# REQUIREMENT:
How many lines of these entries hold the string "github"? Answer with the number alone.

# Entries taken from a collection:
========================================================================

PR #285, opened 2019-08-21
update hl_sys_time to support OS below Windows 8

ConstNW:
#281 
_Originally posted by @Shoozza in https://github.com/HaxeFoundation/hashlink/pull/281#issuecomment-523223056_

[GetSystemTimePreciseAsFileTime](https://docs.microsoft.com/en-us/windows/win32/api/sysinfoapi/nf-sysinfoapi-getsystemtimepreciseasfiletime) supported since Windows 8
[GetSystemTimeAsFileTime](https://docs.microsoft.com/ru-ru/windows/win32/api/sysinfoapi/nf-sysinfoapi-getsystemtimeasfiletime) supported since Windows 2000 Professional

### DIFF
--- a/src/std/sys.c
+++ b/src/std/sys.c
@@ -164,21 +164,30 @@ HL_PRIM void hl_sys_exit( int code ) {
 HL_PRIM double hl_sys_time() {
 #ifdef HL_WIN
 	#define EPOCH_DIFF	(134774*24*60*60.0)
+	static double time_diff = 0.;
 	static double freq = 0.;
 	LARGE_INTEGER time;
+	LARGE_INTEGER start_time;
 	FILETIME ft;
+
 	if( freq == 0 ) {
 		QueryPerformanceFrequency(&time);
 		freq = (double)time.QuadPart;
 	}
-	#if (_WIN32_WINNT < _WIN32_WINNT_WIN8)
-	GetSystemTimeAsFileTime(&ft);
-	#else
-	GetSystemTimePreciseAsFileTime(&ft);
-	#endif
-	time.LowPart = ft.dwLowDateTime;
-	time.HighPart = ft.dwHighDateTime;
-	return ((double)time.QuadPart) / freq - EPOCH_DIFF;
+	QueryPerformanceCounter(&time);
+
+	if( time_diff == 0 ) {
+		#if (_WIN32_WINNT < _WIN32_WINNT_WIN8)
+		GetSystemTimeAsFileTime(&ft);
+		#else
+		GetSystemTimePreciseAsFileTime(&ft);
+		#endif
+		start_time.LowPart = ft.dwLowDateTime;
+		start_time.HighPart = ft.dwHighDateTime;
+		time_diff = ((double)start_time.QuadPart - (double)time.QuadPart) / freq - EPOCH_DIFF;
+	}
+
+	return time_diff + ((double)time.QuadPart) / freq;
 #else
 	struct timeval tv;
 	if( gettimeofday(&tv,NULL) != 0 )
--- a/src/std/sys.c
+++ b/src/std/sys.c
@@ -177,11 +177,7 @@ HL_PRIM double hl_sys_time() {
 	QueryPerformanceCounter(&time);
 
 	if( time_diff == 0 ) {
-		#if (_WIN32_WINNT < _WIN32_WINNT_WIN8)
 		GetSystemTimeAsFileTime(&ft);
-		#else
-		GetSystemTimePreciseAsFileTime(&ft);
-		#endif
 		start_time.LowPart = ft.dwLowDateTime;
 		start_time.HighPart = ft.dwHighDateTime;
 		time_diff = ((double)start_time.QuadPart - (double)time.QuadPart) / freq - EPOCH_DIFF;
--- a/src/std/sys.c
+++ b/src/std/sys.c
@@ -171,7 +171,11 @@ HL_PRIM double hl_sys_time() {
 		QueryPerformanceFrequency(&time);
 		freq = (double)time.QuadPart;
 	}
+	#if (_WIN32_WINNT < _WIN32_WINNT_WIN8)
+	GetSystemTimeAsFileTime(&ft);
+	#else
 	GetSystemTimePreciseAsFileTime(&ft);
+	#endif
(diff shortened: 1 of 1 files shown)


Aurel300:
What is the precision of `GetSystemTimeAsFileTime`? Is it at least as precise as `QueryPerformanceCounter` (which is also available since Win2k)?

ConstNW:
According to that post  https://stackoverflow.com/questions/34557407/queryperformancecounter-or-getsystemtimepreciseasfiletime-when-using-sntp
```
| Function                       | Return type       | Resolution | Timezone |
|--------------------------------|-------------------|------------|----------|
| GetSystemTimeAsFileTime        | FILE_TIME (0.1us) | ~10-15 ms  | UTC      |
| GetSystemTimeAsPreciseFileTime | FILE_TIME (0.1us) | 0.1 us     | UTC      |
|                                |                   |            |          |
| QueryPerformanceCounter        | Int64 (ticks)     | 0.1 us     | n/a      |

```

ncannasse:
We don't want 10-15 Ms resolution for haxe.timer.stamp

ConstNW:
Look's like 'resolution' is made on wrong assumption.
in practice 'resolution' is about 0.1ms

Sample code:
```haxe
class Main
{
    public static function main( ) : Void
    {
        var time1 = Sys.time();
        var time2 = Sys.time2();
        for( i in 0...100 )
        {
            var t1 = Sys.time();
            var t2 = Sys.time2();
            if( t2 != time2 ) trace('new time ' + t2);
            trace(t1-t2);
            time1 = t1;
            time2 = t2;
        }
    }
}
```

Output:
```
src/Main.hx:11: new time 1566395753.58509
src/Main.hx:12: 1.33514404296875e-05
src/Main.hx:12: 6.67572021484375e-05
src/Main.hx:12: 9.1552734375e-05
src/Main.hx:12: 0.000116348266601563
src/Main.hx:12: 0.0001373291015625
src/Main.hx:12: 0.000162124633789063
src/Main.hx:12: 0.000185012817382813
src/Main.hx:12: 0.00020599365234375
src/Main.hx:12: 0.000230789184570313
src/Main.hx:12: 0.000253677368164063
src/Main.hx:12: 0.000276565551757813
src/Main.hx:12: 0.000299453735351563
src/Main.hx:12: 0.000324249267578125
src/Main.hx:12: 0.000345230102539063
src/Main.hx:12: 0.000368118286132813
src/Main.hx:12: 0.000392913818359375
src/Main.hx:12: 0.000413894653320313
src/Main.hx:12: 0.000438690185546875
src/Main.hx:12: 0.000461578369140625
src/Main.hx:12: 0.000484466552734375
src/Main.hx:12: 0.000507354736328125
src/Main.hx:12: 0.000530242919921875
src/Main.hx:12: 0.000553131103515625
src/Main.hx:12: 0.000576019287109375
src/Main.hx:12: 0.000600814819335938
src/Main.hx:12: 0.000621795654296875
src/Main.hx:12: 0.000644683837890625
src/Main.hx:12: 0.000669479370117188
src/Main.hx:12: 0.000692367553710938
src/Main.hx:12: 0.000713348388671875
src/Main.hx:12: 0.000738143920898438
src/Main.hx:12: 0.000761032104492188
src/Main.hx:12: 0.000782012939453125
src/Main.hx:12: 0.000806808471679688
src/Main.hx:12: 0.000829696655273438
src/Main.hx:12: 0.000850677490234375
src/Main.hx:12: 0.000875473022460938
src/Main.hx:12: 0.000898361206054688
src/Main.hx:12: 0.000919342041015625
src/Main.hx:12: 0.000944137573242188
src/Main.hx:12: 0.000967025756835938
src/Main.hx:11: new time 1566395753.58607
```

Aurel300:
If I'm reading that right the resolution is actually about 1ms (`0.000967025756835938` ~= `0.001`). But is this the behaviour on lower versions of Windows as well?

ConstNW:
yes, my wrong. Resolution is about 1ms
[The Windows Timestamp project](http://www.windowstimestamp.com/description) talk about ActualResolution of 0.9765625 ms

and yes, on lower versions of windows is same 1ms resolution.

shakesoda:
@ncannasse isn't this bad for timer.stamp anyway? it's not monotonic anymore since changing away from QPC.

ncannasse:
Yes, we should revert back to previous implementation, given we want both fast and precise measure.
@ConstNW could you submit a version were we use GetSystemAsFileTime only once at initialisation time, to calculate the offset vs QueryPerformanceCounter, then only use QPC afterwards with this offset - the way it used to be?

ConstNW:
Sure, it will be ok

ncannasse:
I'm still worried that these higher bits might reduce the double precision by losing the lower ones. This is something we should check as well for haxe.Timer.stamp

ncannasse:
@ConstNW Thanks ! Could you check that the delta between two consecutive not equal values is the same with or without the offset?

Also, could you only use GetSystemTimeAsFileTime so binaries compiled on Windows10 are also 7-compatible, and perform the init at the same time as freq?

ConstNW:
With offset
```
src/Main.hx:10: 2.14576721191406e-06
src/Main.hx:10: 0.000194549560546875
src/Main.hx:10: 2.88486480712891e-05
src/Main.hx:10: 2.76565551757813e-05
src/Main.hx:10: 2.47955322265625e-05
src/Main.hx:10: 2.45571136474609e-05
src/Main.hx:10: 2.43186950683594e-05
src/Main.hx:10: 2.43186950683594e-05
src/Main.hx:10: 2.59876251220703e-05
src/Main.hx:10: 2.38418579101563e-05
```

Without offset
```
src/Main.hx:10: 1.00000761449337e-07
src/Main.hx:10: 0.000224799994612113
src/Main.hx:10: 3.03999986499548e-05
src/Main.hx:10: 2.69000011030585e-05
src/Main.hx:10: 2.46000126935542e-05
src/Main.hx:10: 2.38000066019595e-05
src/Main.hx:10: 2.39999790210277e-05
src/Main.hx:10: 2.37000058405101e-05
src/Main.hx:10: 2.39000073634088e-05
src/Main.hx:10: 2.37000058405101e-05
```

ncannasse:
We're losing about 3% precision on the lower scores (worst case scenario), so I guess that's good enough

========================================================================

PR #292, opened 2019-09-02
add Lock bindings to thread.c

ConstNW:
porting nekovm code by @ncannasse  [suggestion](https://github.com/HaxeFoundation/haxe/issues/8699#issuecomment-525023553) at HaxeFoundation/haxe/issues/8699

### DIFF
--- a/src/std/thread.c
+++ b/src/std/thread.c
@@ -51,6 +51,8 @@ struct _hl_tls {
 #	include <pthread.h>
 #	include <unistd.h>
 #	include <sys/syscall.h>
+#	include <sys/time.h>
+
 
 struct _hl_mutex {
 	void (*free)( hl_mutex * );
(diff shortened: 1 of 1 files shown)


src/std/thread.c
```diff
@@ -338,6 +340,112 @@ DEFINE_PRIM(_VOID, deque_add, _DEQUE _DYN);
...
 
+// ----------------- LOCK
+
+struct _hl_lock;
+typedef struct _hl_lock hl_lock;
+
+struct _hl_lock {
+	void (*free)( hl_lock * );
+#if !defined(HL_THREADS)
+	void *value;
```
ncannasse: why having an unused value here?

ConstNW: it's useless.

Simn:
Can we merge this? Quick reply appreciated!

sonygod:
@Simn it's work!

========================================================================

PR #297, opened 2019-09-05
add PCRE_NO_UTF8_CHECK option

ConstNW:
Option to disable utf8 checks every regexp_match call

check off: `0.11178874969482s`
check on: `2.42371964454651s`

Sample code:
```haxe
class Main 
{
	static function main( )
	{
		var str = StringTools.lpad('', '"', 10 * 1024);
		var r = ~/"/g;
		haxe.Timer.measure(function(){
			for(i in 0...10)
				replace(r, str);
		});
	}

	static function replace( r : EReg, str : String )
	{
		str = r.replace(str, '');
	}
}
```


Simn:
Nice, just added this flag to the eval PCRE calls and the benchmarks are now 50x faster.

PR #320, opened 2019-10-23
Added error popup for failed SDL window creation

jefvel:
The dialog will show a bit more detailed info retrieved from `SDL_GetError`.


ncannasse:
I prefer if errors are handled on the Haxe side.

========================================================================

# RESULT OF THIS EXERCISE:
2